▸ Exercise objective
Scan the records for lines holding "plugins". Say how many there are and give nothing else.

----- Data shown -----

PR #871, opened 2026-08-20
fix(db-python): sync model enums with the Postgres schema and guard against drift

### LINKED ISSUE #848: packages/db-python: Request_Type enum out of sync with the real Postgres request_type enum
## What's wrong

`packages/db-python/f3_data_models/models.py`'s `Request_Type` enum still only has the original 4 values:

```python
class Request_Type(enum.Enum):
    create_location = 1
    create_event = 2
    edit = 3
    delete_event = 4
```

The actual Postgres `request_type` enum (via `packages/db/drizzle/schema.ts`, applied by migration `0017_even_thing.sql`) has 13 values and no longer includes `create_location` at all — it was renamed to `create_ao_and_location_and_event`. The two enums have been out of sync since `0017` shipped; this Python file hasn't been touched since an unrelated commit (#626, JSON->JSONB refactor) well before that.

## Why it matters

- Any code path through `packages/db-python` that reads `update_requests.request_type` for a row using one of the 9 newer values (`edit_event`, `move_ao_to_different_region`, etc.) has no matching Python enum member for it.
- Any code path that writes `Request_Type.create_location` would get rejected by Postgres itself — `'create_location'` isn't a valid value for the real enum anymore, so the write fails with `invalid input value for enum request_type`.

## How this was found

Flagged by CodeRabbit during review of #845 (an unrelated auth PR), then verified directly against `main` — this is pre-existing drift, not something introduced by that PR. It's also the reason a migration bug in that same PR was reachable in the first place: `0020`'s snapshot-metadata regeneration briefly lost a data-safety `UPDATE` statement that exists specifically to handle a stray legacy `create_location` value, which this Python model can still technically produce.

## Suggested fix

Update `Request_Type` to match the real 13-value enum, and audit whichever `packages/db-python` code paths actually read/write `update_requests.request_type` for anywhere still assuming the old 4-value set.

mcmxcdev:
## Summary

Fixes #848. `packages/db-python`'s SQLAlchemy enums are a hand-maintained mirror of the Postgres types that drizzle owns, and nothing was checking that the mirror still matched. Three enums had drifted. This PR fixes all three and adds a test that fails the next time it happens.

## The drift

| Enum | Python had | Postgres has | Consequence |
| --- | --- | --- | --- |
| `Request_Type` | 4 values incl. `create_location` | 13 values, `create_location` renamed to `create_ao_and_location_and_event` by `0017` | Writing `create_location` → `invalid input value for enum request_type`. The 9 newer values had no member to decode into. |
| `User_Status` | `active`, `inactive`, `deleted` | `active`, `inactive` | `deleted` could only ever be rejected on write. |
| `Series_Exception` | `different_time` | `different-time` (hyphen) | SQLAlchemy persists member *names* by default, so writes were rejected and reads of an existing row raised `LookupError`. |

Only `Request_Type` was reported in #848; the other two surfaced when the new test was pointed at the whole module.

## Why these are safe to change

- **Nothing here emits DDL.** `git grep 'create_all|drop_all|metadata.create'` across `apps/` and `packages/` returns nothing — drizzle owns the types. These edits change only what this package sends and how it decodes what comes back.
- **`Request_Type`:** migration `0017` already ran `UPDATE update_requests SET request_type = 'create_ao_and_location_and_event' WHERE request_type = 'create_location'`, so no row holds the old value. This is the code half of a change whose data half shipped long ago. `git grep Request_Type` finds no consumer outside `models.py`.
- **`User_Status.deleted`:** unrepresentable in Postgres, so no row can hold it and no read can break. No consumer outside `models.py`.
- **`Series_Exception`:** the members now carry their Postgres value and `event_instances.series_exception` is mapped with `values_callable`. Compiled against the postgres dialect, the emitted SQL is unchanged for the values that were already valid:

  ```
  WHERE event_instances.series_exception = 'closed'
  closed         -> DB closed
  different_time -> DB different-time     (was: different_time, rejected)
  miscellaneous  -> DB miscellaneous
  read 'different-time' -> Series_Exception.different_time   (was: LookupError)
  ```

  The members' `.value` changes from `int` to `str`. Grepped for `.value` reads and value-lookups (`Series_Exception(1)`) across the repo — none. Slackbot only ever does `== Series_Exception.closed` and assigns the member, both of which compile to the same `'closed'` as before.

## The guard

`packages/db-python` had no `package.json`, so turbo ran no `test` or `lint` for it at all — which is why this went unnoticed. This PR wires it in and adds `tests/test_enum_parity.py`.

The test compares every enum in `models.py` against the Postgres enum of the same name in the **latest drizzle migration snapshot** (`packages/db/drizzle/meta`), values and order. Comparing against the snapshot rather than re-parsing `enums.ts` means it checks the schema Postgres actually ends up with, and CI already fails if the snapshot drifts from `schema.ts`.

The model side is read from `sa.Enum.enums` on the mapped columns — literally the strings SQLAlchemy sends and expects — so it accounts for `values_callable` instead of guessing. Enum classes not yet attached to a column (`Region_Role`, `User_Role`) fall back to their member names. Enums with no drizzle counterpart must match a documented allowlist (`codex_submission_status`, whose tables are provisioned outside drizzle), and the allowlist entries are themselves asserted to still be absent so they can't quietly rot.

Mutation-checked: reintroducing `create_location` fails 2 tests; reverting it goes green.

## Out of scope, but worth knowing

While checking whether these are breaking changes for anyone outside the repo:

- **`f3-data-models` is on PyPI at `1.2.1`**, while this repo's `pyproject.toml` says `1.1.0`. The monorepo copy is *behind* what's published.
- **The upstream repo it was published from is archived.** `F3-Nation/f3-data-models` now redirects to `archive-F3-Data-Models` (archived 2026-07-29), so this monorepo is the de facto home but has no publish path.
- **The published 1.2.1 wheel has all three of these bugs too** — I downloaded and read its `models.py`.
- **No discoverable external consumer.** GitHub code search for `from f3_data_models import` returns only this repo; ecosyste.ms reports `dependent_packages_count: 0`. Downloads are ~65/month, and stripping the metadata-less crawler traffic leaves ~260 real installs since June, mostly Python 3.12 on Linux with a handful of Windows/Darwin — this repo pins 3.13 and resolves the package via `workspace = true`, so that traffic is someone else, plausibly one machine plus a CI job. Private repos wouldn't show up in code search.

Nothing publishes `packages/db-python` today (absent from `release-please-config.json`, no publish workflow), so this PR can't break an external consumer as-is. But if publishing is ever wired up from here, dropping `Request_Type.create_location` and `User_Status.deleted` is a major bump, and the version needs reconciling with `1.2.1` first. Happy to open a separate issue for that.

## Commands run

```
uv run --project packages/db-python pytest packages/db-python/tests   # 25 passed
pnpm --filter f3-data-models test / lint                              # pass
uv run ruff check .            (packages/db-python)                   # clean
pnpm lint:unused                                                      # clean
pnpm prettier --check                                                 # clean
```

`pnpm turbo run test --filter=f3-data-models` fails on my machine because turbo doesn't pass `UV_PYTHON` through and my local `uv` predates the pinned Python 3.13.15 — `--filter=f3-slackbot` fails identically on `main`, so this is a local toolchain limitation, not a regression. CI pins `uv 0.12.4` + `setup-python 3.13.15`, where slackbot's equivalent wiring already runs green.

## DB / env impact

None. No migrations, no new environment variables, no schema changes — this PR moves Python to match a schema that already exists.

## Summary by CodeRabbit

* **Improvements**
  * Updated request type options to match the current database schema, including expanded move and editing categories.
  * Removed the deprecated deleted user status.
  * Improved series exception handling with clearer values, including “different-time.”

* **Tests**
  * Added automated checks to detect mismatches between application models and database enum values.
  * Added package test and lint commands.

* **Documentation**
  * Added package testing instructions and guidance for keeping enum definitions synchronized.


evanpetzoldt (approved):
This all looks great to me!

Issue #837, opened 2026-08-11
Adopt community-standard ESLint plugins for our stack (Drizzle, TanStack Query, Vitest, Playwright, Testing Library, Tailwind v4)


BigGillyStyle:
## Overview

We use `eslint-plugin-jsx-a11y`, `eslint-plugin-react` + `react-hooks`, `@next/eslint-plugin-next`, and `eslint-plugin-import-x` today (see `tooling/eslint/base.js`, `react.js`, `nextjs.js`), but several parts of our actual stack — Drizzle, oRPC's TanStack Query integration, Vitest, Playwright, Testing Library, Tailwind v4 — have no lint coverage at all. Two of our own tooling packages (`tooling/vitest`, `tooling/playwright`) already exist as the intended seam for test-specific rules, but both just re-export the base config today with nothing test-specific layered on.

This issue tracks adding the community-standard plugins for those gaps, roughly in priority order.

## Proposed additions

- [x] **`eslint-plugin-drizzle`** (official Drizzle Team plugin, currently `1.0.0-rc.5`) — highest priority. Two rules, `enforce-delete-with-where` and `enforce-update-with-where`, flag any `db.delete()`/`db.update()` call missing a `.where()` clause. A forgotten `.where()` is a silent full-table mutation that TypeScript cannot catch, and it's exactly the bug class our authz-focused PR reviews keep finding (e.g. #814). Small rule surface, low false-positive risk. Wire into `tooling/eslint/base.js` or a new `tooling/eslint/drizzle.js` consumed by `packages/db` and any app that imports it directly. (completed in https://github.com/F3-Nation/f3-nation/pull/840)
- [ ] **`@tanstack/eslint-plugin-query`** (official, `5.101.4`) — the TanStack Query analogue of `react-hooks/exhaustive-deps`. Catches unstable/missing query-key dependencies and other query-key footguns. oRPC's `@orpc/tanstack-query` integration is used in `apps/admin`, `apps/map`, and `apps/me`, and none of that surface is currently linted for query-key correctness.
- [ ] **`@vitest/eslint-plugin`** (official, `1.6.27`) — catches `.only`/`.skip` left in committed tests, assertion-less tests (`expect-expect`), and malformed `expect` chains. `tooling/vitest/eslint.config.js` is the natural home for this; it currently does nothing Vitest-specific.
[...]

PR #873, opened 2026-08-21
chore(eslint,vitest,api): enable import-x/no-cycle and wire up @vitest/eslint-plugin

BigGillyStyle:
### 👋 TL;DR

Next step in #837: turns on the free `import-x/no-cycle` rule and wires up the official `@vitest/eslint-plugin` across every package/app that has Vitest tests.

### 🔎 Details

- **`import-x/no-cycle`** (`tooling/eslint/base.js`) — no new dependency, `eslint-plugin-import-x` was already installed with only one of its rules wired up. Zero pre-existing violations across the repo, so this is enabled at `"error"` with no follow-up needed.
- **`@vitest/eslint-plugin`** — added to the `pnpm-workspace.yaml` catalog. The recommended rule set now lives in a new exportable fragment, `tooling/vitest/vitest.js` (`@acme/vitest-config/eslint`), scoped to `**/*.test.{ts,tsx}`, mirroring how `tooling/eslint/drizzle.js` is consumed by `@acme/eslint-config/drizzle`. Wired into every workspace with a `vitest.config.ts`: `packages/api`, `packages/storage`, `packages/health`, `packages/sso-next`, `packages/sso`, `tooling/ci-factory`, and `apps/admin`, `apps/auth`, `apps/me`, `apps/api`, `apps/map`, `apps/homepage`.
- Running the plugin against the full repo surfaced ~235 pre-existing violations, all from just 3 of the 17 recommended rules:
  - `vitest/no-identical-title` (2 hits, both genuine duplicate `describe` titles) — **fixed**, by renaming the duplicate blocks in `packages/api/src/router/event.test.ts` and `request.test.ts`.
  - `vitest/no-standalone-expect` (2 hits, both an intentional `expect` inside `afterAll` asserting fixture cleanup didn't leak rows) — **suppressed inline** with `eslint-disable-next-line` and a comment, in `apps/api/characterization/auth/{api-key,role-guards}.char.test.ts`.
  - `vitest/expect-expect` and `vitest/no-conditional-expect` (~230 hits combined, mostly assertion-less schema-parse tests and conditional assertions in permission tests) — **temporarily disabled** in `tooling/vitest/vitest.js` with a comment pointing back to #837, since fixing these correctly needs per-test review rather than a mechanical pass. Every other recommended rule (`no-focused-tests`, `no-disabled-tests`, `valid-expect`, `no-commented-out-tests`, etc.) is enabled and currently clean repo-wide.

### ✅ How to Test

- `pnpm lint` / `pnpm lint:fix` from the repo root (or filtered to any touched package) — should be clean.
- `pnpm typecheck` — unaffected, config files are plain JS.
- `pnpm lint:unused` (knip) — clean; `typescript-eslint` was added as a devDependency to `tooling/vitest` since the new `vitest.js` fragment references its `ConfigArray` type.

### 🥜 GIF

[linting-intensifies](https://media.giphy.com/media/3o7TKz2bX0TOEuX0Yc/giphy.gif)

---
_Generated by [Claude Code](https://claude.ai/code/session_016vwvskXtoN3yLnc4P8h35h)_

## Summary by CodeRabbit

* **New Features**
  * Improved verification email delivery with themed HTML and text formats.
  * Added optional mobile-app sign-in links to verification emails.

* **Developer Experience**
  * Standardized linting for Vitest test files across applications and packages.
  * Added circular import detection and support for intentional test assertions.

* **Tests**
  * Clarified test names for pagination and authorization coverage.
  * Marked an incomplete test as a Vitest todo.


BigGillyStyle:
@coderabbit review

tooling/eslint/base.js
```diff
@@ -39,6 +39,7 @@ export default tseslint.config(
         { checksVoidReturn: { attributes: false } },
       ],
       "import/consistent-type-specifier-style": ["error", "prefer-top-level"],
+      "import/no-cycle": "error",
```
BigGillyStyle, line 48: **🟠 Important** · code-reviewer

`import/no-cycle: "error"` is added here, but `base.js` sets no `import-x/extensions` or `import-x/resolver`. With `eslint-plugin-import-x`'s defaults, `import-x/extensions` is `['.js', '.mjs', '.cjs']` and the built-in node resolver's default `extensions` list likewise excludes `.ts`/`.tsx` — so the rule's `ExportMap` never traverses a TypeScript file and this is a silent no-op on the entire codebase, not "zero pre-existing violations" as the PR body states.

Verified against real repo files: `packages/auth/src/lib/email-provider.ts:7` imports `sendVerificationRequest` from `./utils`, and `packages/auth/src/lib/utils.ts:12` imports `localEmailProvider` from `./email-provider` back — a genuine value-to-value runtime cycle in a package that spreads `baseConfig`. Running ESLint 10.8.1 + `eslint-plugin-import-x@4.17.1` against these two files with the PR's exact config reports 0 `no-cycle` violations; adding `import-x/extensions: [".ts", ".tsx", ...]` plus a `.ts`-aware resolver surfaces both.

**Suggested fix:** add to the same config object (line 21 in this file):
```js
settings: {
  "import-x/extensions": [".ts", ".tsx", ".js", ".jsx", ".mjs", ".cjs"],
  "import-x/resolver": { node: { extensions: [".ts", ".tsx", ".js", ".jsx"] } },
},
```
(A plain node resolver still won't follow `~/*`/`@acme/*` aliases — `eslint-import-resolver-typescript` via `import-x/resolver-next` would be needed for full alias coverage.)

_written by Claude Sonnet 5_

tooling/vitest/vitest.js
```diff
@@ -0,0 +1,20 @@
...
+    plugins: { vitest: vitestPlugin },
+    rules: {
+      ...vitestPlugin.configs.recommended.rules,
+      // Pre-existing violations (~200, mostly schema-validation tests that
+      // never assert on the parse result, and permission tests that assert
+      // inside an `if`) are tracked as follow-up cleanup rather than fixed
+      // here — see https://github.com/F3-Nation/f3-nation/issues/837. Every
+      // other recommended rule (no-focused-tests, no-standalone-expect,
+      // valid-expect, …) is already clean and stays enabled.
+      "vitest/expect-expect": "off",
```
BigGillyStyle: **🟡 Suggestion** · code-reviewer

Running `vitest/expect-expect` at `error` over the real repo's 137 test files gives 145 violations (matching the PR's count), but setting `assertFunctionNames: ["expect", "expect*", "assert*", "pass", "fail"]` — to cover this repo's common `pass`/`fail` schema-assertion helpers (e.g. `packages/api/src/router/url-schemas.test.ts:11-19`) — drops that to 4. So the comment above ("mostly schema-validation tests that never assert on the parse result") is describing a false positive of the default config, not the actual state of those tests, which do assert through helpers.

More importantly, disabling the rule outright (rather than tuning `assertFunctionNames`) hides a genuinely empty test: `apps/map/__tests__/app/user.test.tsx:7` — `it("should render the user component", () => {});` — a placeholder with no body that will report as passing forever. With `assertFunctionNames` configured instead of `off`, this rule would catch it today.

Given `#837` is already tracking follow-up cleanup, this doesn't need to block the PR, but `expect-expect` specifically looks like it could be fixed with a one-line config change rather than deferred with the other ~86 `no-conditional-expect` violations (which are a genuinely harder per-test review).

_written by Claude Sonnet 5_

tooling/eslint/base.js
BigGillyStyle: Confirmed — the default `import-x` node resolver only checks `['.mjs', '.cjs', '.js', '.json', '.node']`, so it never traversed TypeScript imports and the rule was a no-op exactly as described.

Added the `import-x/extensions` + `import-x/resolver` settings you suggested, then ran a full-repo `pnpm lint` to check blast radius before committing to the fix: it now fires exactly 2 errors, both on the cycle you identified (email-provider.ts:7 ↔ utils.ts:12), nowhere else in the monorepo.

Fixed the underlying cycle rather than leaving CI red: moved `sendVerificationRequest` + its `html`/`text` helpers from utils.ts into email-provider.ts, which is where they're actually consumed to build the provider config. utils.ts now only imports *from* email-provider.ts (for both `localEmailProvider` and `sendVerificationRequest`), so the dependency is one-directional. Verified with `tsc --noEmit` across all 27 workspaces and the full `@acme/auth`-adjacent test suites — all green.

_written by Claude Sonnet 5_

tooling/vitest/vitest.js
BigGillyStyle: Verified — reproduced this independently rather than taking the numbers on faith. With `assertFunctionNames` tuned as you suggested and the rule at `"error"`, a full-repo `pnpm lint` produces exactly 4 violations, matching your 145→4 claim closely:

- `apps/map/__tests__/app/user.test.tsx:7` — the genuinely empty test you flagged, confirmed real.
- 3 in `apps/me/__tests__/lib/auth/AuthProvider.test.tsx` — not bugs, these intentionally assert the *absence* of a React "update on unmounted" warning, a pattern the rule can't recognize.

Applied the tuning, replaced the empty test with `it.todo(...)` (the idiomatic placeholder that doesn't silently "pass" forever), and added scoped `eslint-disable-next-line` comments with a one-line rationale on the 3 intentional no-assertion tests. Updated the follow-up comment for #837 since this specific rule no longer needs deferring. All 244 tests in apps/me still pass and the full-repo lint is clean.

_written by Claude Sonnet 5_

tooling/vitest/vitest.js
taterhead247, line 1: This belongs in an issue on GitHub, not a comment in code that later has to be cleaned up (assuming anyone ever finds it)

BigGillyStyle: Fair — opened #877 to track the `no-conditional-expect` cleanup and swapped the inline rationale for a one-line pointer to it in 5db6410.

---

taterhead247 (approved):
The only application code that actually seemed to be modified was around `sendVerificationRequest` in packages/auth. I confirmed I was able to still log into maps. @BigGillyStyle , Claude pushed some code related to a comment I made. I'll approve, but I'll let you merge.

-----

▸ Response box
3